PR #121, opened 2024-06-07
Basic language server implementation

pa000:
Provides a basic language server with a diagnostics reporting feature (shows you errors in the code).
Available with a new `framls` executable.

The server intercepts error reports made by the typechecker so the result should be the same as running the file with `dbl`.

The code structure makes it easy to add new capabilities (but they will require changes in the dbl code).

### DIFF
--- a/src/InterpLib/Error.ml
+++ b/src/InterpLib/Error.ml
@@ -17,7 +17,7 @@ let err_counter = ref 0
 let incr_error_counter () =
   err_counter := !err_counter + 1
 
-let report ?pos ~cls msg =
+let report_to_stderr ?pos ~cls msg =
   let name =
     match cls with
     | FatalError ->
@@ -35,6 +35,12 @@ let report ?pos ~cls msg =
   | Some pos ->
     Printf.eprintf "%s: %s: %s\n"
       (Position.to_string pos) name msg
+
+let report_impl = ref report_to_stderr
+
+let set_report_function f = report_impl := f
+
+let report ?pos ~cls msg = !report_impl ?pos ~cls msg
 
 let assert_no_error () =
   if !err_counter <> 0 then
--- a/src/Lsp/Connection.ml
+++ b/src/Lsp/Connection.ml
@@ -1,0 +1,59 @@
+(* This file is part of DBL, released under MIT license.
+ * See LICENSE for details.
+ *)
+
+(** Base HTML-like protocol *)
+
+open In_channel
+open Out_channel
+
+exception Connection_error of string
+
+type headers =
+  { content_length: int option 
+  ; content_type: string option
+  }
+
+let parse_header headers line =
+  match String.split_on_char ':' line |> List.map String.trim with
+  | ["Content-Length"; value] -> begin
+    match int_of_string_opt value with
+    | None -> raise (Connection_error ("Invalid Content-Length value: " ^ line))
+    | Some len -> { headers with content_length = Some len }
+    end
+  | ["Content-Type"; value] -> { headers with content_type = Some value }
+  | _ -> raise (Connection_error ("Invalid header: " ^ line))
+
+let rec collect_headers (ic: in_channel) =
+  match input_line ic with
+  | None -> raise (Connection_error "Unexpected end of file")
+  | Some "\r" -> []
+  | Some line -> line :: collect_headers ic
+
+let receive_headers (ic: in_channel) =
+  let headers = collect_headers ic in
+  List.fold_left parse_header
+    { content_length = None; content_type = None }
+    headers
+
+let receive_body (ic: in_channel) len =
+  match really_input_string ic len with
+  | None -> raise (Connection_error "Unexpected end of file")
+  | Some body -> body  
+
+let receive_string (ic: in_channel) =
+  let headers = receive_headers ic in
+  match headers.content_length with
+  | None -> raise (Connection_error "Missing Content-Length header")
+  | Some len -> receive_body ic len
+
+let output_line (oc: out_channel) message =
+  let line = message ^ "\r\n" in
+  output_string oc line
+
+let send_string (oc: out_channel) message_string =
+  let length = String.length message_string in
+  output_line oc ("Content-Length: " ^ string_of_int length);
+  output_line oc "";
+  output_string oc message_string; flush oc
+
--- a/src/Lsp/Connection.ml
+++ b/src/Lsp/Connection.ml
@@ -10,7 +10,7 @@ open Out_channel
 exception Connection_error of string
 
 type headers =
-  { content_length: int option 
+  { content_length: int option
   ; content_type: string option
   }
 
@@ -39,7 +39,7 @@ let receive_headers (ic: in_channel) =
 let receive_body (ic: in_channel) len =
   match really_input_string ic len with
   | None -> raise (Connection_error "Unexpected end of file")
-  | Some body -> body  
+  | Some body -> body
 
 let receive_string (ic: in_channel) =
   let headers = receive_headers ic in
--- a/src/Lsp/JsonRpc.ml
+++ b/src/Lsp/JsonRpc.ml
@@ -35,17 +35,18 @@ let rec run (state : State.t) handle_request handle_notification =
       send_response state response;
       loop state
     | Some { id; method_name; params; _ } ->
-      try match id with
-      | None ->
-        let notification = parse_notification method_name params in
-        let state = handle_notification state notification in
-        loop state
-      | Some id ->
-        let request = parse_request method_name params in
-        let state, result_or_error = handle_request state request in
-        let response = make_response ~id result_or_error in
-        send_response state response;
-        loop state
+      try
+        match id with
+        | None ->
+          let notification = parse_notification method_name params in
+          let state = handle_notification state notification in
+          loop state
+        | Some id ->
+          let request = parse_request method_name params in
+          let state, result_or_error = handle_request state request in
+          let response = make_response ~id result_or_error in
+          send_response state response;
+          loop state
       with
       (* Only send error response if the message was a Request *)
       | Type_error _ when Option.is_some id ->
--- a/src/Lsp/JsonRpc.ml
+++ b/src/Lsp/JsonRpc.ml
@@ -29,7 +29,7 @@ let rec run (state : State.t) handle_request handle_notification =
 
     let message_raw = receive_string ic in
     match parse_message_option message_raw with
-    | None -> 
+    | None ->
       let response = make_response
         (make_response_error ~code:ParseError ~message:"Parse error" ()) in
       send_response state response;
@@ -49,8 +49,8 @@ let rec run (state : State.t) handle_request handle_notification =
       with
       (* Only send error response if the message was a Request *)
       | Type_error _ when Option.is_some id ->
-        let error = make_response_error 
-            ~code:InvalidParams 
+        let error = make_response_error
+            ~code:InvalidParams
             ~message:"Invalid params" () in
         let response = make_response ?id error in
         send_response state response;
--- a/src/Lsp/JsonRpc.ml
+++ b/src/Lsp/JsonRpc.ml
@@ -1,0 +1,62 @@
+(* This file is part of DBL, released under MIT license.
+ * See LICENSE for details.
+ *)
+
+(** Main loop. Get message, handle it, send response. *)
+
+open Connection
+open Message
+
+let send_response state response =
+  let response_json = json_of_response response in
+  let response_string = Yojson.Safe.to_string response_json in
+  send_string (State.out_channel state) response_string
+
+let send_message state message =
+  let message_json = json_of_message message in
+  let message_string = Yojson.Safe.to_string message_json in
+  send_string (State.out_channel state) message_string
+
+let send_notification state notification =
+  let message = message_of_notification notification in
+  send_message state message
+
+let rec run (state : State.t) handle_request handle_notification =
+  let rec loop state =
+    let open Yojson.Safe.Util in
+
+    let ic = State.in_channel state in
+
+    let message_raw = receive_string ic in
+    match parse_message_option message_raw with
+    | None -> 
+      let response = make_response
+        (make_response_error ~code:ParseError ~message:"Parse error" ()) in
+      send_response state response;
+      loop state
+    | Some { id; method_name; params; _ } ->
+      try match id with
+      | None ->
+        let notification = parse_notification method_name params in
+        let state = handle_notification state notification in
+        loop state
+      | Some id ->
+        let request = parse_request method_name params in
+        let state, result_or_error = handle_request state request in
+        let response = make_response ~id result_or_error in
+        send_response state response;
+        loop state
+      with
+      (* Only send error response if the message was a Request *)
+      | Type_error _ when Option.is_some id ->
+        let error = make_response_error 
+            ~code:InvalidParams 
+            ~message:"Invalid params" () in
+        let response = make_response ?id error in
+        send_response state response;
+        loop state
+      (* The server MUST NOT reply to a Notification even in case of an error *)
+      | Type_error _ ->
+        loop state
+  in loop state
+
--- a/src/Lsp/State.ml
+++ b/src/Lsp/State.ml
@@ -3,7 +3,7 @@
  *)
 
 (** Server state *)
- 
+
 module UriMap = Map.Make(String)
 
 type uri = string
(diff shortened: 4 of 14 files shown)


ilikeheaps:
I've tested it shortly on my setup, seems to be working. Does highlight errors with description.

Steps I've taken to setup it:
1. I have updated the branch with master locally, will put up a branch in a moment so we're sure we work on the same version
2. Added yojson library and findlib to my development environment (Nix)
3. Made lsp client configuration for Emacs with lsp-mode, will post it somewhere

ilikeheaps:
Here is the updated branch: https://github.com/pa000/dbl/pull/1

ilikeheaps:
And for now I'll drop the Emacs configuration here:
`lsp.el`:
```
;; eval this file to setup framls for lsp-mode
(add-to-list 'lsp-language-id-configuration '(".*\\.fram$" . "fram"))

;; Emacs must be ran within environment with 'framls' available; either:
;; - install it (TODO 'dune install ???' -- I don't use it)
;; - or start Emacs with 'dune exec emacs'
(lsp-register-client (make-lsp-client
                      :new-connection (lsp-stdio-connection "framls")
                      :activation-fn (lsp-activate-on "fram")
                      :server-id 'framls))
```

ilikeheaps:
Oh right, CI will need to be updated with the new library.

src/InterpLib/Error.ml
```diff
@@ -56,6 +56,12 @@ let report ?pos ~cls msg =
   | None, _ ->
     Printf.eprintf "%s: %s\n" name msg
 
+let report_impl = ref report_to_stderr
```
ilikeheaps, line 59: I'm not a fan of mutable state. Do we need to dynamically change this? Perhaps I'll answer this myself as I read further.

src/Lsp/Connection.ml
```diff
@@ -0,0 +1,59 @@
...
+open Out_channel
+
+exception Connection_error of string
+
+type headers =
+  { content_length: int option
+  ; content_type: string option
+  }
+
+let parse_header headers line =
```
ilikeheaps, line 17: This sounds like something we could use a third party library for unless it's pretty custom. (could refactor later)

src/Lsp/Uri.ml
```diff
@@ -0,0 +1,9 @@
+(* This file is part of DBL, released under MIT license.
+ * See LICENSE for details.
+ *)
+
+(** URI helper functions *)
+
+let to_path uri =
+  String.sub uri (String.length "file://")
+    (String.length uri - String.length "file://")
```
ilikeheaps, line 9: Perhaps it should check that the prefix is indeed `"file://"`?

ilikeheaps (commented):
Checked some files, so far so good (left couple ideas to improve type safety, could be dismissed or done later).

src/InterpLib/Error.ml
pa000: I don't think anyone here is. However, without any mutable state we would have to pass a `report` argument to every type-checker function which seems impractical. Regular DBL code has no reason to change this variable and the language server only does it before running the type-checker, so I think there is little risk with using a ref here.

src/Lsp/Connection.ml
pa000: I'm not a fan of dependencies and the whole file is like 60 lines (and does exactly what's needed), so I'm not sure how much a library would help.

src/Lsp/Uri.ml
pa000: I'll provide an update which uses the `uri` library to manage URIs (the current version doesn't work with percent-encoded strings), so this file will be gone. That said, I'm not sure what to do if someone provides a URI with a scheme different than `file` (e.g `http`). I don't think it's worth handling such cases.

pa000: It seems that the only place where the path to the file is actually needed is when setting the directory to look for modules, so in the worst case it will just not find other modules. I think I'll leave it like that.

pa000:
I believe I'm finished with the final clean-ups (that seem to have made the PR 500 lines bigger oops) and the code is now ready to be thoroughly reviewed.

src/Lsp/framls.ml
```diff
@@ -0,0 +1,110 @@
...
+
+(** Type-check given file and send the diagnostics to the client *)
+let process_program state uri =
+  let real_path   = Uri.path uri                      in
+  let temp_path   = State.get_document_path state uri in
+  let diagnostics = ref []                            in
+
+  InterpLib.Error.set_report_function (report temp_path real_path diagnostics);
+  set_module_dirs real_path;
+  type_check temp_path;
```
ilikeheaps, line 70: Why do we typecheck the temporary file instead of the real one? Does temporary one include changes from the editor that are not saved yet?

ilikeheaps (commented):
Will probably need one more pass to finish the review. Nothing major in this batch of comments, mostly "I think this could improve readability although I'm not sure and it's not a big deal".

src/Lsp/Connection.ml
```diff
@@ -0,0 +1,69 @@
...
+ *)
+
+(** Base HTTP-like protocol *)
+
+(** The JSON-RPC messages are sent over this simple protocol.
+  It consists of a header and a content part, separated by "\r\n":
+    header1: value1\r\n
+    header2: value2\r\n
+    \r\n
+    [JSON-RPC message]
```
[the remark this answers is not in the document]
pa000: It's an implementation detail (not stated in the specification) and the top comment wasn't meant for that.

src/Lsp/Connection.ml
```diff
@@ -0,0 +1,69 @@
...
+  match String.split_on_char ':' line |> List.map String.trim with
+  | ["Content-Length"; value] -> begin
+    match int_of_string_opt value with
+    | None -> raise (Connection_error ("Invalid Content-Length value: " ^ line))
+    | Some len -> { headers with content_length = Some len }
+    end
+  | ["Content-Type"; value] -> { headers with content_type = Some value }
+  | _ -> headers
+
+let rec collect_headers (ic: in_channel) =
```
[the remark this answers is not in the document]
pa000: Yes, `collect_header_lines` is better.

src/Lsp/README.md
```diff
@@ -0,0 +1,136 @@
+framls
+======
+
+`framls` is a language server for Fram. This document is meant to be
+an entry point for someone wanting to contribute to `framls`.
+If you want to configure `framls` for use with your code editor please visit
+[fram-lang.org](https://fram-lang.org).
```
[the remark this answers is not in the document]
pa000: No because we don't have any editor extensions yet.

src/Lsp/README.md
```diff
@@ -0,0 +1,136 @@
...
+Base is a simple HTTP-like protocol. It consists of a header and content part,
+separated by "\r\n":
+```
+header1: value1\r\n
+header2: value2\r\n
+\r\n
+[JSON-RPC message]
+```
+
+It is implemented in the `Connection` module.
```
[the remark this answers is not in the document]
pa000: I think we will because it probably won't change. I think it's useful to have it both in README (to get an overview) and in each file on its own (so you don't have to jump between files just to read the doc comment).

src/Lsp/JsonRpc.ml
```diff
@@ -0,0 +1,73 @@
...
+
+let send_response state response =
+  let response_json = json_of_response response in
+  let response_string = Yojson.Safe.to_string response_json in
+  send_string (State.out_channel state) response_string
+
+let send_message state message =
+  let message_json = json_of_message message in
+  let message_string = Yojson.Safe.to_string message_json in
+  send_string (State.out_channel state) message_string
```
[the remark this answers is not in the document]
pa000: sure, now it's very dry.

src/Lsp/JsonRpc.ml
```diff
@@ -0,0 +1,73 @@
...
+(* ------------------------------------------------------------------------- *)
+(* Main function *)
+
+let rec run state handle_request handle_notification =
+
+  (* Handle messages in a loop *)
+  let rec loop state =
+    let string = receive_string (State.in_channel state) in
+    match message_of_string string with
+    (* There was an error parsing the message *)
```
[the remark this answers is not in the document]
pa000: It's definitely a parsing error (the string is already received). I don't think a custom type is a good idea because the error is produced by the callee and we're just passing it over, so we don't care what kind of error it is.

src/Lsp/State.ml
```diff
@@ -0,0 +1,64 @@
...
+    output_string oc content
+  );
+  let document = { temp_path } in
+  { state with documents = UriMap.add uri document state.documents }
+
+let update_document state uri new_content =
+  match UriMap.find_opt uri state.documents with
+  | None -> state
+  | Some doc ->
+    Out_channel.with_open_text doc.temp_path (fun oc ->
```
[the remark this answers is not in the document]
pa000: that's the expected semantics of opening a file but sure.

src/Lsp/framls.ml
pa000: Yes, exactly. I will add that to the doc comment of `State.get_document_path`. Do you think it should be explained anywhere else? It's important to know the difference between the temp and real files.

src/Lsp/Connection.ml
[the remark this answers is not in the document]
ilikeheaps: Fair enough.

src/Lsp/State.ml
```diff
@@ -0,0 +1,65 @@
+(* This file is part of DBL, released under MIT license.
+ * See LICENSE for details.
+ *)
+
+(** Server state *)
+
+module UriMap = Map.Make(Uri)
+
+(** We keep the latest version of each document in a temp file *)
```
ilikeheaps, line 9: I think it's worth clarifying what "latest" means. Not sure if my suggestion is clear enough, natural language processing part of my brain is shutting down now. Also alternatively could have some dictionary of "domain specific" phrases.
```suggestion
(** We keep the latest version (being edited, possibly unsaved) of each document in a temp file *)
```
or
```suggestion
(** We keep the latest version (possibly dirty) of each document in a temp file *)
```

src/Lsp/State.ml
```diff
@@ -0,0 +1,65 @@
...
+  | None -> state
+  | Some doc ->
+    (* overwrites the file if it exists *)
+    Out_channel.with_open_text doc.temp_path (fun oc ->
+      output_string oc new_content
+    ); state
+
+let close_document state uri =
+  match UriMap.find_opt uri state.documents with
+  | None -> state
```
ilikeheaps, line 52: I wonder if we shouldn't do something more drastic in this case, maybe even fail catastrophically. What could lead to this situation? (question applies to surrounding functions too)

src/Lsp/State.ml
ilikeheaps: Or is it obvious from description in `State.mli`? (I haven't got the habit to read .mli and .ml in parallel)

src/Lsp/State.mli
```diff
@@ -0,0 +1,38 @@
+(* This file is part of DBL, released under MIT license.
+ * See LICENSE for details.
+ *)
+
+(** Server state *)
+
+(** The LSP client sends a notification when the user opens, updates
```
ilikeheaps, line 7: What is an "update" from the point of view of an editor? Is there some standard or convention or is it arbitrary? I suppose I could imagine a range of behaviours:
1. send update on every character input
2. send update on every word completed
3. every sentence completed
4. when the file is saved

src/Lsp/framls.ml
ilikeheaps: I was thinking it could be sufficient to document that in `type document` definition but now I realized this code avoids using `document` type. Huh.

I don't think any other place produced the same question though.

src/Lsp/Message.mli
```diff
@@ -0,0 +1,224 @@
...
+
+type position = {
+  line      : int;
+  character : int;
+}
+
+type range = {
+  start : position;
+  end_  : position (* json key: end *);
+}
```
ilikeheaps, line 23: Is this inclusive?

src/Lsp/Message.mli
```diff
@@ -0,0 +1,224 @@
...
+  in the LSP specification, together with needed conversion functions
+  and smart constructors. *)
+
+type json = Yojson.Safe.t
+
+type uri = Uri.t
+
+type position = {
+  line      : int;
+  character : int;
```
ilikeheaps, line 17: Not sure if `character` is obvious enough without the context of contrasting `line`... Is this from LSP specification?

src/Lsp/Message.mli
ilikeheaps, line 1: Code in these (.ml and .mli) seems straightforward but I think it could use more documentation, I'm not sure what some types/fields are supposed to be. I suggest either copying from LSP documentation or linking the relevant parts.

src/Lsp/framls.ml
```diff
@@ -0,0 +1,110 @@
...
+          "textDocumentSync": {
+            "openClose": true,
+            "change": 1
+          }
+        },
+        "serverInfo": {
+          "name": "framls"
+        }
+      }
+    |}
```
ilikeheaps, line 27: Could this use JSON constructors from `Message.ml`?

ilikeheaps (approved):
Okay, I've seen it all. I left some more minor questions/suggestions but it looks good enough to me.

src/Lsp/State.ml
pa000: It's indeed explained in `State.mli` (or at least I tried). If someone wants to edit the `.ml` file they should know what latest means. Because of that I also removed this comment.

src/Lsp/State.ml
```diff
@@ -0,0 +1,65 @@
...
+let create ~in_channel ~out_channel =
+  {
+    connection = { in_channel; out_channel };
+    documents = UriMap.empty;
+  }
+
+let out_channel { connection = { out_channel; _ }; _ } = out_channel
+let in_channel { connection = { in_channel; _ }; _ } = in_channel
+
+let open_document state uri content =
```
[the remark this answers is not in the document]
pa000: You're right.

src/Lsp/State.ml
pa000: This case shouldn't happen. If it does that probably means an error happened on our side and so we should fail, you're right.

src/Lsp/State.mli
pa000: It's up to the client but most probably 1 (anything else would likely make the lsp feel laggy).

src/Lsp/Message.mli
pa000: [start, end)
https://microsoft.github.io/language-server-protocol/specifications/lsp/3.17/specification/#range

src/Lsp/Message.mli
pa000: [Yes](https://microsoft.github.io/language-server-protocol/specifications/lsp/3.17/specification/#position)

src/Lsp/Message.mli
pa000: I'd link the specification for each type but the url is crazy long (e.g. https://microsoft.github.io/language-server-protocol/specifications/lsp/3.17/specification/#range). If someone wants to implement an LSP feature they should probably have the specification open regardless.

src/Lsp/framls.ml
pa000: No (but it could be added). This message is a bit different because it depends on the capabilities that the server supports. It'd be best to create this message in a way that avoids inconsistencies (e.g. someone extends the server with some capability but forgets to update it here). I added a comment explaining it. It's fine for now.

ilikeheaps:
Whoop, seems like I can't mark conversations as resolved, only single comments of my own.

pa000:
That's all from me. We can finally merge it.

src/Lsp/JsonRpc.ml
```diff
@@ -0,0 +1,73 @@
...
+
+let send_error state ?id code message =
+  let error = make_response_error ~code ~message () |> Result.error in
+  let response = make_response ?id ~result_or_error:error () in
+  send_response state response
+
+(* ------------------------------------------------------------------------- *)
+(* Main function *)
+
+let rec run state handle_request handle_notification =
```
ppolesiuk, line 36: This function is not recursive (but uses recursive `loop` function). The `rec` keyword is not necessary here.

ppolesiuk (commented):
The LSP looks good, and I would like to merge it. However, two minor issues should be resolved before merging:
- code formatting is not fully consistent with the existing code base (I can fix it just before the merge),
- the LSP adds some dependencies to the project. It would be nice (if possible) to make them optional, i.e., it the user doesn't have required libraries, he still can build and install DBL, but `framls` executable will not be available.

pa000:
1. You can fix the formatting.
2. `framls` is now optional. To do that I needed to change the default build target in dune to `install`. I don't know what that means but it works.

* * * * * * *

- Aim of the task: Copy, from the material, each line that holds the string "something".

- Expected answer:
ilikeheaps, line 17: This sounds like something we could use a third party library for unless it's pretty custom. (could refactor later)
ilikeheaps, line 52: I wonder if we shouldn't do something more drastic in this case, maybe even fail catastrophically. What could lead to this situation? (question applies to surrounding functions too)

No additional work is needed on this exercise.